## Work to complete
All lines from the one containing "the signature on" down to the one containing "Basically it boils", both ends included, are to be given again exactly; omit the rest of the listing below.

(Entries supplied)

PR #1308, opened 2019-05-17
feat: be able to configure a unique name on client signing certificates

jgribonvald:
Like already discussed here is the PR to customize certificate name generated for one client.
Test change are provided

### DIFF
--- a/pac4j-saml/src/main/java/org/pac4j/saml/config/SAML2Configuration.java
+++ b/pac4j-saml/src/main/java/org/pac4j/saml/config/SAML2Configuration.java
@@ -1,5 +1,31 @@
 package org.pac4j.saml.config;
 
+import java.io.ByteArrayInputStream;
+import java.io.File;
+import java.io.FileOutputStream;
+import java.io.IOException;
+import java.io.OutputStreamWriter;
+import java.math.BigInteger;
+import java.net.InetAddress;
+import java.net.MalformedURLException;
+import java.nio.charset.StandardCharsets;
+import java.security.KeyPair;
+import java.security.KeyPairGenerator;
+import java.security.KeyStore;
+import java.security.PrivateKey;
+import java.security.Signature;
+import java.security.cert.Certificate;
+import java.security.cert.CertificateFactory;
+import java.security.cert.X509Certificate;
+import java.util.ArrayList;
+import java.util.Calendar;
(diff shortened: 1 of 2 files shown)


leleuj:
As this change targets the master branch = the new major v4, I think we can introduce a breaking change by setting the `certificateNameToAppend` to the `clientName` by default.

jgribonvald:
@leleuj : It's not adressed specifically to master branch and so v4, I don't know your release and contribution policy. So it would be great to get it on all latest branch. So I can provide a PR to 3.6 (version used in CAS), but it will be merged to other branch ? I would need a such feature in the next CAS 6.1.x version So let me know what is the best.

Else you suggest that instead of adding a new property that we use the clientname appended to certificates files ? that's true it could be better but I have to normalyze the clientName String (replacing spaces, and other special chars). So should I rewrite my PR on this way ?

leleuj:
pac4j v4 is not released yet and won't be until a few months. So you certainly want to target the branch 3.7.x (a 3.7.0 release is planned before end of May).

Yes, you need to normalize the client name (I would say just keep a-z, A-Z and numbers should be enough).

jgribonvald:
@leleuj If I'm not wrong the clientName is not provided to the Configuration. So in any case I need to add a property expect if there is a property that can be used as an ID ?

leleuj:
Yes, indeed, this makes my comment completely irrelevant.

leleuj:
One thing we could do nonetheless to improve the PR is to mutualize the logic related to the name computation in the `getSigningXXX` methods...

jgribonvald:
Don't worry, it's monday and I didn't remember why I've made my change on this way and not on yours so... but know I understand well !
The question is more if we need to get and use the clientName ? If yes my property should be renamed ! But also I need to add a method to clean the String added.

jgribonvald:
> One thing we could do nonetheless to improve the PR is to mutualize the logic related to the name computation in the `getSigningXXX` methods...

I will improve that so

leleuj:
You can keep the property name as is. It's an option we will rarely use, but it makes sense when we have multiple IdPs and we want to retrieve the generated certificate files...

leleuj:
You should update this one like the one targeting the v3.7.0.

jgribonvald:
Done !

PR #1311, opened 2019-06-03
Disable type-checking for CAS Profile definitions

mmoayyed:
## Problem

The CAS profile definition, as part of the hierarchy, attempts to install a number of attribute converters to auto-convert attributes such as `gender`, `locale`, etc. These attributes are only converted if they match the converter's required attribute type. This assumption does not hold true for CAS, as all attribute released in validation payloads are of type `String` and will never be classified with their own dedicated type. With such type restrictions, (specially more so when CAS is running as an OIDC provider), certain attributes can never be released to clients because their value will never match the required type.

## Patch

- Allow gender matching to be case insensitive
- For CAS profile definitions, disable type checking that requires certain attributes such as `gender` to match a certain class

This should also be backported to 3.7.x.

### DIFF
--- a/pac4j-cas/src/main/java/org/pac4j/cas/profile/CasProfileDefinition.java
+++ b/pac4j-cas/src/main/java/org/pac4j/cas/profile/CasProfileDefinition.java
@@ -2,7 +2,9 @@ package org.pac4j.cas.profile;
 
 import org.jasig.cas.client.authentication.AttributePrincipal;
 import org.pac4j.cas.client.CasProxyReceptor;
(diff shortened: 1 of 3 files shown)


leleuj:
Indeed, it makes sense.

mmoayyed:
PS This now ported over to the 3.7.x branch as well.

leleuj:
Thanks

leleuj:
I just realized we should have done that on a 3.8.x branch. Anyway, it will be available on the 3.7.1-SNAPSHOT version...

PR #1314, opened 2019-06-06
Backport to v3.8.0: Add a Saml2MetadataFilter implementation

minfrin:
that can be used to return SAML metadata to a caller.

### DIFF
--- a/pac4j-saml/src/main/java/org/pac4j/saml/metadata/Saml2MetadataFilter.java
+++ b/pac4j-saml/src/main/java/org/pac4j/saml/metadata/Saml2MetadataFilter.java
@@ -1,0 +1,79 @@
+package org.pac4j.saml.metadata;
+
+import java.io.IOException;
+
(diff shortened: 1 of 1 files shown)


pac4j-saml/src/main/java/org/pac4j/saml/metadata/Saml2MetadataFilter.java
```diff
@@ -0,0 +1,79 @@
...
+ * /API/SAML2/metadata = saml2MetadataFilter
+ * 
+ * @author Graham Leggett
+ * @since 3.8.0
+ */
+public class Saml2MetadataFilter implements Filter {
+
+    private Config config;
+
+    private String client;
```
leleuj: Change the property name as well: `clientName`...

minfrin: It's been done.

(End Entries supplied)
(Entries supplied)

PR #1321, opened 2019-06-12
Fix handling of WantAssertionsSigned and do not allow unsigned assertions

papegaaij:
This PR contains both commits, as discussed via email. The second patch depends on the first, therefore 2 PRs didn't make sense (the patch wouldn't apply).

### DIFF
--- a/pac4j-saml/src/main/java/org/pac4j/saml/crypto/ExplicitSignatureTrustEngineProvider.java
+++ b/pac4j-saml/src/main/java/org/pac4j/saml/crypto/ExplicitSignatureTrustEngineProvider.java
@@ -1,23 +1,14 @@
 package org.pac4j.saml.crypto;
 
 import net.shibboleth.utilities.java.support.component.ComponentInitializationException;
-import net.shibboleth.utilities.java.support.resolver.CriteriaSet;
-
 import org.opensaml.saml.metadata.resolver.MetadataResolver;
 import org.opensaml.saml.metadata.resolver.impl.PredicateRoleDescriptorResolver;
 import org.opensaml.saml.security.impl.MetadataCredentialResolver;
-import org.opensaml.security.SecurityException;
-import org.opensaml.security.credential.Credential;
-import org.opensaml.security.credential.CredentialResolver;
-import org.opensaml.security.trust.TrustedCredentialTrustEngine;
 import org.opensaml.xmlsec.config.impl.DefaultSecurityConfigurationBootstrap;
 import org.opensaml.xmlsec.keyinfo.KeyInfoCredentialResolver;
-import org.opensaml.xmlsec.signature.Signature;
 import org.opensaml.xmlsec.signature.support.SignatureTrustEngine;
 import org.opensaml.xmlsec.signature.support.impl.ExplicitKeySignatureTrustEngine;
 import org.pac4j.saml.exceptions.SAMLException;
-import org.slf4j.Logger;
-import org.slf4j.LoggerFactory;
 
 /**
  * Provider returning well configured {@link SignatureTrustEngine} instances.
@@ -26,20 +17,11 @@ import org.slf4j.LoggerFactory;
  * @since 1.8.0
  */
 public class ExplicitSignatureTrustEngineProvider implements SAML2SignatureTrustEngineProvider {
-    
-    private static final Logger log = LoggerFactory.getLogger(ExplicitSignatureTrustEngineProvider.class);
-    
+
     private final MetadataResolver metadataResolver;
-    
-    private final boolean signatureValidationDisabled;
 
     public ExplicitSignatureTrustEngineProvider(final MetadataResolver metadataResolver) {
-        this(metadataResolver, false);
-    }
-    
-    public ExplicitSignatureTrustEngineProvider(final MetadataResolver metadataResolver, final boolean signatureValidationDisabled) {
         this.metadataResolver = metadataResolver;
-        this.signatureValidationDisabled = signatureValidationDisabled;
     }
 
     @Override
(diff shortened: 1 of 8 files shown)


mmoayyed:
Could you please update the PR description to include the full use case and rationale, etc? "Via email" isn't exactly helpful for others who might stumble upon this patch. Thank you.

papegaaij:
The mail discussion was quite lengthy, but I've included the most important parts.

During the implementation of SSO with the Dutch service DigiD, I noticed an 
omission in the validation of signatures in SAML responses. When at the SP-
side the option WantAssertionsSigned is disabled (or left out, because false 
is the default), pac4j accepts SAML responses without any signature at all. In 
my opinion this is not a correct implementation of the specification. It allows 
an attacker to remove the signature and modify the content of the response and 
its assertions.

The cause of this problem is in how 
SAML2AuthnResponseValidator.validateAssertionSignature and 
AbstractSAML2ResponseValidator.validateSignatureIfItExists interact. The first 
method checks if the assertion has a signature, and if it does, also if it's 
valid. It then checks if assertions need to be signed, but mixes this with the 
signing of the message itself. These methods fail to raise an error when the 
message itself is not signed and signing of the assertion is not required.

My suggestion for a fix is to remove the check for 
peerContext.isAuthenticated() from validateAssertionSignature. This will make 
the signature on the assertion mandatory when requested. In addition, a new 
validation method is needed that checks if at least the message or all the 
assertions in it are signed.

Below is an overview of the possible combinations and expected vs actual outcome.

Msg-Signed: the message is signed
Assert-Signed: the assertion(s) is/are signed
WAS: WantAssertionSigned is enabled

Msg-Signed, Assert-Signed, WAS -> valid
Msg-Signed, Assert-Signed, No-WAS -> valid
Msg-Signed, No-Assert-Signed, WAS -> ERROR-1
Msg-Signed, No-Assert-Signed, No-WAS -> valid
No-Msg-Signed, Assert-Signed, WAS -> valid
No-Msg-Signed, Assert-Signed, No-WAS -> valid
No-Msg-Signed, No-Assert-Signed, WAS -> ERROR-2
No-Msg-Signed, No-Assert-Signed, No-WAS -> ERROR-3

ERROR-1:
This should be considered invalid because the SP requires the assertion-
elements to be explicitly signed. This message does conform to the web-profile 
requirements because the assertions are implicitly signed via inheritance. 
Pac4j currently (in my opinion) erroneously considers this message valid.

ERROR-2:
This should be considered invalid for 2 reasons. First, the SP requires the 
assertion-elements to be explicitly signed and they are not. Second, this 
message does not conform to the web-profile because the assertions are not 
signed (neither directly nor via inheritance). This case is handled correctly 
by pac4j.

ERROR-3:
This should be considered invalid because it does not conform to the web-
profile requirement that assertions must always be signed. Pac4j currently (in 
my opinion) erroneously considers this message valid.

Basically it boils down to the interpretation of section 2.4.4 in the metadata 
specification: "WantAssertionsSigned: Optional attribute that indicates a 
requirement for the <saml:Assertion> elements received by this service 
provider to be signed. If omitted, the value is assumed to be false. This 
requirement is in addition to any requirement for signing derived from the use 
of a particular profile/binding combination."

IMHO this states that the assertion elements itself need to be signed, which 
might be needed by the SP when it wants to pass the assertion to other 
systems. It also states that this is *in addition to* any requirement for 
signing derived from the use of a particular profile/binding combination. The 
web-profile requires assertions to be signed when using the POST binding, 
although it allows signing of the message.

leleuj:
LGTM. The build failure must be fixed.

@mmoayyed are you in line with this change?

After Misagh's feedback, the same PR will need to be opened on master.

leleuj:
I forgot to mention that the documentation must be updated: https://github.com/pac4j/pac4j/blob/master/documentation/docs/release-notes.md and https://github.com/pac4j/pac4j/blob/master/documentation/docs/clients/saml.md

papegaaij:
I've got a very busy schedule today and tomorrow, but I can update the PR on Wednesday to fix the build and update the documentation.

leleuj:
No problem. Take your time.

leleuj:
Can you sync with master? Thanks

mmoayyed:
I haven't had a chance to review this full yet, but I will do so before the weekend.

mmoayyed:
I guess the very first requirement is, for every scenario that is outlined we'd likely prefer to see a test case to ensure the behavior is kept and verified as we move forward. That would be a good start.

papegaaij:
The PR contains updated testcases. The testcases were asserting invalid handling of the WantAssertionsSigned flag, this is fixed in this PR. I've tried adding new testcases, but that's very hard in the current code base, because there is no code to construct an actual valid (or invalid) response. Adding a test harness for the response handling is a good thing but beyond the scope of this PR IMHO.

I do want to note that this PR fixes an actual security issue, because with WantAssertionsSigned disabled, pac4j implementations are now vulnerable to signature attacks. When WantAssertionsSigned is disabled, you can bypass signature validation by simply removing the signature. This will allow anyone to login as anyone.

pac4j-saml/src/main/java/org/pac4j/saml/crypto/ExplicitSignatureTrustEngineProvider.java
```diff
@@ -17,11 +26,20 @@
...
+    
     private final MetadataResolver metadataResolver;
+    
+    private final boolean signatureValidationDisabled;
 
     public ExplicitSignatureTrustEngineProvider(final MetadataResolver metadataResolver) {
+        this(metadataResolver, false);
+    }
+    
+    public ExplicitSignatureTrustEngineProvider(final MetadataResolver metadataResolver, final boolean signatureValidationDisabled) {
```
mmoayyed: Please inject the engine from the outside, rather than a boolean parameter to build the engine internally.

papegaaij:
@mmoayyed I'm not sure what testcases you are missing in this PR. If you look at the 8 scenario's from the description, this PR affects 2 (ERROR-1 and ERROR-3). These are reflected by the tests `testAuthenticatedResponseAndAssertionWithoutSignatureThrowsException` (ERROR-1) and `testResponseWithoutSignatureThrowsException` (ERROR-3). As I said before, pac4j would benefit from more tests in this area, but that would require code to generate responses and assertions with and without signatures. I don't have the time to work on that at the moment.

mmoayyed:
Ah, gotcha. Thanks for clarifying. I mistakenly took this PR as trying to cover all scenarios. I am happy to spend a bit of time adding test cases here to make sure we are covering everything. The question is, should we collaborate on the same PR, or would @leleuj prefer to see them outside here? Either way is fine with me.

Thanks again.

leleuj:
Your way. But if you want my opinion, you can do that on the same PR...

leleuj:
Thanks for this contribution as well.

(End Entries supplied)

## Answer for this exercise
the signature on the assertion mandatory when requested. In addition, a new 
validation method is needed that checks if at least the message or all the 
assertions in it are signed.

Below is an overview of the possible combinations and expected vs actual outcome.

Msg-Signed: the message is signed
Assert-Signed: the assertion(s) is/are signed
WAS: WantAssertionSigned is enabled

Msg-Signed, Assert-Signed, WAS -> valid
Msg-Signed, Assert-Signed, No-WAS -> valid
Msg-Signed, No-Assert-Signed, WAS -> ERROR-1
Msg-Signed, No-Assert-Signed, No-WAS -> valid
No-Msg-Signed, Assert-Signed, WAS -> valid
No-Msg-Signed, Assert-Signed, No-WAS -> valid
No-Msg-Signed, No-Assert-Signed, WAS -> ERROR-2
No-Msg-Signed, No-Assert-Signed, No-WAS -> ERROR-3

ERROR-1:
This should be considered invalid because the SP requires the assertion-
elements to be explicitly signed. This message does conform to the web-profile 
requirements because the assertions are implicitly signed via inheritance. 
Pac4j currently (in my opinion) erroneously considers this message valid.

ERROR-2:
This should be considered invalid for 2 reasons. First, the SP requires the 
assertion-elements to be explicitly signed and they are not. Second, this 
message does not conform to the web-profile because the assertions are not 
signed (neither directly nor via inheritance). This case is handled correctly 
by pac4j.

ERROR-3:
This should be considered invalid because it does not conform to the web-
profile requirement that assertions must always be signed. Pac4j currently (in 
my opinion) erroneously considers this message valid.

Basically it boils down to the interpretation of section 2.4.4 in the metadata 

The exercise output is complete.